> **Task statement**:
Among the entries below, find the lines holding "setMMap" and copy them.

> **Recorded information**:
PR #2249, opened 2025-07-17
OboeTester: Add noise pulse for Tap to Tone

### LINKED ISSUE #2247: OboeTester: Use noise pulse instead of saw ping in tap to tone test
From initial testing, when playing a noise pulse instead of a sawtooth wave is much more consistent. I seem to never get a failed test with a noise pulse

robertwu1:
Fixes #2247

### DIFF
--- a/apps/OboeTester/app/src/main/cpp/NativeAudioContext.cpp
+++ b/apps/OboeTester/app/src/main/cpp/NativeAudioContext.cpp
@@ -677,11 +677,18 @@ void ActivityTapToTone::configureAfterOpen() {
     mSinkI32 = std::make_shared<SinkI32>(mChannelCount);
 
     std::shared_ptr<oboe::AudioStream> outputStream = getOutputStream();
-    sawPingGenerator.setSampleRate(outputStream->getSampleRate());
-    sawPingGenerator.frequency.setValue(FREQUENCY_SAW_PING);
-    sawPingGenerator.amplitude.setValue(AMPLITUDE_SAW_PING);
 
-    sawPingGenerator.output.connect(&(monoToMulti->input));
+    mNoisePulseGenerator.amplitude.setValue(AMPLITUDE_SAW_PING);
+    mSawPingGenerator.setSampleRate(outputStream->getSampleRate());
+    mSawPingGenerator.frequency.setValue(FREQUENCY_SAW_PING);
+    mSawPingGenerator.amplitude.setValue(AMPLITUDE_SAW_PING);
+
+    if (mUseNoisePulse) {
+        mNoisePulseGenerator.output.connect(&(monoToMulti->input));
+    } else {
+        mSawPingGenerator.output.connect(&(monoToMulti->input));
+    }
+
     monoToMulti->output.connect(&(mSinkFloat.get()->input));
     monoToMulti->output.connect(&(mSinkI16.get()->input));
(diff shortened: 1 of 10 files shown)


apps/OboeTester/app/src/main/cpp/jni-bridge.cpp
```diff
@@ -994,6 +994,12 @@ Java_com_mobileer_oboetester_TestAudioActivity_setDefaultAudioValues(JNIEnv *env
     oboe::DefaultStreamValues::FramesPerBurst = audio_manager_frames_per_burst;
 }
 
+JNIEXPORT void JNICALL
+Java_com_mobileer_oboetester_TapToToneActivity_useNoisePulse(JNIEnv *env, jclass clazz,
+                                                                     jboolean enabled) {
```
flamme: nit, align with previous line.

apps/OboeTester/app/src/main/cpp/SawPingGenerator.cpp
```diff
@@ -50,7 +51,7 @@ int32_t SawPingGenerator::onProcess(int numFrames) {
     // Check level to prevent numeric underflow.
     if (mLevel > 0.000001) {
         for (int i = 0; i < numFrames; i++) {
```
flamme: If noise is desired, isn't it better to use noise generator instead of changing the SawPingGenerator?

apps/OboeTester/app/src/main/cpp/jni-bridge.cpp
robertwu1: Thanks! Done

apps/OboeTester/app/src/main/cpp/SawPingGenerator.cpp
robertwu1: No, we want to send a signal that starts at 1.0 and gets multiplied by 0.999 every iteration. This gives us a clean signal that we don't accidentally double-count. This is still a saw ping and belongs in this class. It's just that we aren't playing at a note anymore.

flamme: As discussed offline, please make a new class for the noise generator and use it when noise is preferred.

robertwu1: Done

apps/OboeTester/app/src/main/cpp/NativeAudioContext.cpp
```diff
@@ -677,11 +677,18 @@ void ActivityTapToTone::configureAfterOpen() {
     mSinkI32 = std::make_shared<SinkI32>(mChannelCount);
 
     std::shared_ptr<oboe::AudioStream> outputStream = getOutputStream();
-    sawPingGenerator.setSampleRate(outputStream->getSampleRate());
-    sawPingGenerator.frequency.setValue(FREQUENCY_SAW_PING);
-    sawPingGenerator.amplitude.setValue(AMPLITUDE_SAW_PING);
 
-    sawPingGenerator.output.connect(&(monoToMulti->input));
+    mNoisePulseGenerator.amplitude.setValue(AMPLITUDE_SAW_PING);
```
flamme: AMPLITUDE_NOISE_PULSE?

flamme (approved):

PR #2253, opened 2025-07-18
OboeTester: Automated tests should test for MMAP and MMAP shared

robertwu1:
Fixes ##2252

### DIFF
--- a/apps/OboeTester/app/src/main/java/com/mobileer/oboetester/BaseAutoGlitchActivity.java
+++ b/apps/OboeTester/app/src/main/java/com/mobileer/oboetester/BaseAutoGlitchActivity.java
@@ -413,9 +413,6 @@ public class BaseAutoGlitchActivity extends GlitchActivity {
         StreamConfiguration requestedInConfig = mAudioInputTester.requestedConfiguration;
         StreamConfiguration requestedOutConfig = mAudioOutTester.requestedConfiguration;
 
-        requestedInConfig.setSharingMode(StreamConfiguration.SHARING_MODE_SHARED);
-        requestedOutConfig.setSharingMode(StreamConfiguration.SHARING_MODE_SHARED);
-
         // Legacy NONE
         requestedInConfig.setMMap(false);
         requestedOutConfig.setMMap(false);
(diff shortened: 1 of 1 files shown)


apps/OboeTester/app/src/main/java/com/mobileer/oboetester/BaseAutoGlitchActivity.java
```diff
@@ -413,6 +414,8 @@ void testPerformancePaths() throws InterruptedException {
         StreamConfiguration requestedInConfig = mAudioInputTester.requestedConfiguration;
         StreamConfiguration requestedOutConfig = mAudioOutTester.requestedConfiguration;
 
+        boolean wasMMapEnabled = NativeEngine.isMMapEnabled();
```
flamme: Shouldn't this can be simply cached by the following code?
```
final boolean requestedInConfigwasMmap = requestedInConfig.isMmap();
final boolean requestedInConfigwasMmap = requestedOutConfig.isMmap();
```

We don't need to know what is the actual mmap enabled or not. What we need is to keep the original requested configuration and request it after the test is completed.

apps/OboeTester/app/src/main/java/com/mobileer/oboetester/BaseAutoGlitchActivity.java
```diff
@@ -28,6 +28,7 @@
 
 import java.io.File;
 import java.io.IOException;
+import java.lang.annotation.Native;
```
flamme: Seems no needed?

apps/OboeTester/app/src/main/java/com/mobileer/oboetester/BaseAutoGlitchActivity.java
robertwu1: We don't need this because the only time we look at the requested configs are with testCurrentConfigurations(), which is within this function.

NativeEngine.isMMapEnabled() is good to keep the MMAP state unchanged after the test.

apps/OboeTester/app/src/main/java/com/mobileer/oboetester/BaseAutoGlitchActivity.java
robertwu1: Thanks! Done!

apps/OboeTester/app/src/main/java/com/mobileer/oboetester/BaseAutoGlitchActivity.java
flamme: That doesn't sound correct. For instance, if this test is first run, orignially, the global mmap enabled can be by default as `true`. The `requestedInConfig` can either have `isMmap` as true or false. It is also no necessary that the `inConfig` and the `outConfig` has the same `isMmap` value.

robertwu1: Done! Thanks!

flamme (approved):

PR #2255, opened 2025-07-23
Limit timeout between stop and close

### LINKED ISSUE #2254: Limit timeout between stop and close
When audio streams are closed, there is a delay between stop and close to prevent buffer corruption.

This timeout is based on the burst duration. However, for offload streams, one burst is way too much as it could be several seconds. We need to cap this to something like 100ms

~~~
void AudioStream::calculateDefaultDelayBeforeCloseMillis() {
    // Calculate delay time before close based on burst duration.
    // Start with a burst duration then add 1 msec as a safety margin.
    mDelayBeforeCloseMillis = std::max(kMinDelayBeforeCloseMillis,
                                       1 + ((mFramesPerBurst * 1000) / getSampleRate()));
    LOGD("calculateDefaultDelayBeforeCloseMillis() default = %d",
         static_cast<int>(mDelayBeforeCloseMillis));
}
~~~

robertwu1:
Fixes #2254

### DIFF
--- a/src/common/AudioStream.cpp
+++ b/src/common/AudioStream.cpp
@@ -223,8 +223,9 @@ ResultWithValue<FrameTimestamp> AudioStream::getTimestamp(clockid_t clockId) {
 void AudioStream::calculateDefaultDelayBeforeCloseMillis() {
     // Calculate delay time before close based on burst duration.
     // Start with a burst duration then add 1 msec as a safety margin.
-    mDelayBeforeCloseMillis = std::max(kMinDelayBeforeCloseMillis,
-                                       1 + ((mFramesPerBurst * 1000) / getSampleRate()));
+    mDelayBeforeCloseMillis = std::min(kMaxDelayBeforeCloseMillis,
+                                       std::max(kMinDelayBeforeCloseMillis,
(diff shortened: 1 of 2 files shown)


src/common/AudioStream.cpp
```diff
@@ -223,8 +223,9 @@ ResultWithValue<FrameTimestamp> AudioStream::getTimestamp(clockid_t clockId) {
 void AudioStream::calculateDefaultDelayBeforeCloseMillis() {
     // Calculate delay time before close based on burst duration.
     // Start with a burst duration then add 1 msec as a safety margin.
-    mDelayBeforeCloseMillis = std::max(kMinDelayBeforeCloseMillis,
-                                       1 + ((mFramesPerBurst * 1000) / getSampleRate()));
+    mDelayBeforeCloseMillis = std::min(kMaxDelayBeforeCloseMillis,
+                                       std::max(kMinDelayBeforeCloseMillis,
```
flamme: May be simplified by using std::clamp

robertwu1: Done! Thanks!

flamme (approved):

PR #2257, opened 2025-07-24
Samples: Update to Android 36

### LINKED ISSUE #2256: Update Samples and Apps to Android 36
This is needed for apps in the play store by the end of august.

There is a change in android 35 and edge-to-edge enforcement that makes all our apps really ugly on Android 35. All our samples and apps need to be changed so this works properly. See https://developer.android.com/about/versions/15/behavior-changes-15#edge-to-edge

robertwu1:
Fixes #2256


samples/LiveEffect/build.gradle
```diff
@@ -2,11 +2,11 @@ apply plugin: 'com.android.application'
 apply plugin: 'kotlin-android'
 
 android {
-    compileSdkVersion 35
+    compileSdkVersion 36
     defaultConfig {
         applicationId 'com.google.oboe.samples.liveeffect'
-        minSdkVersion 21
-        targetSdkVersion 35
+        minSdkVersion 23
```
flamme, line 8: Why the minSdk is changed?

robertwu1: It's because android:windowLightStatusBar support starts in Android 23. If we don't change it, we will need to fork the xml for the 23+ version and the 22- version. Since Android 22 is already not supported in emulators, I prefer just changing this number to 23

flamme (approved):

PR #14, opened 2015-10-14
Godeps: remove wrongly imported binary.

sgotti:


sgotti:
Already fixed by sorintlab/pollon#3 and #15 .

> **Answer**:
         requestedInConfig.setMMap(false);
         requestedOutConfig.setMMap(false);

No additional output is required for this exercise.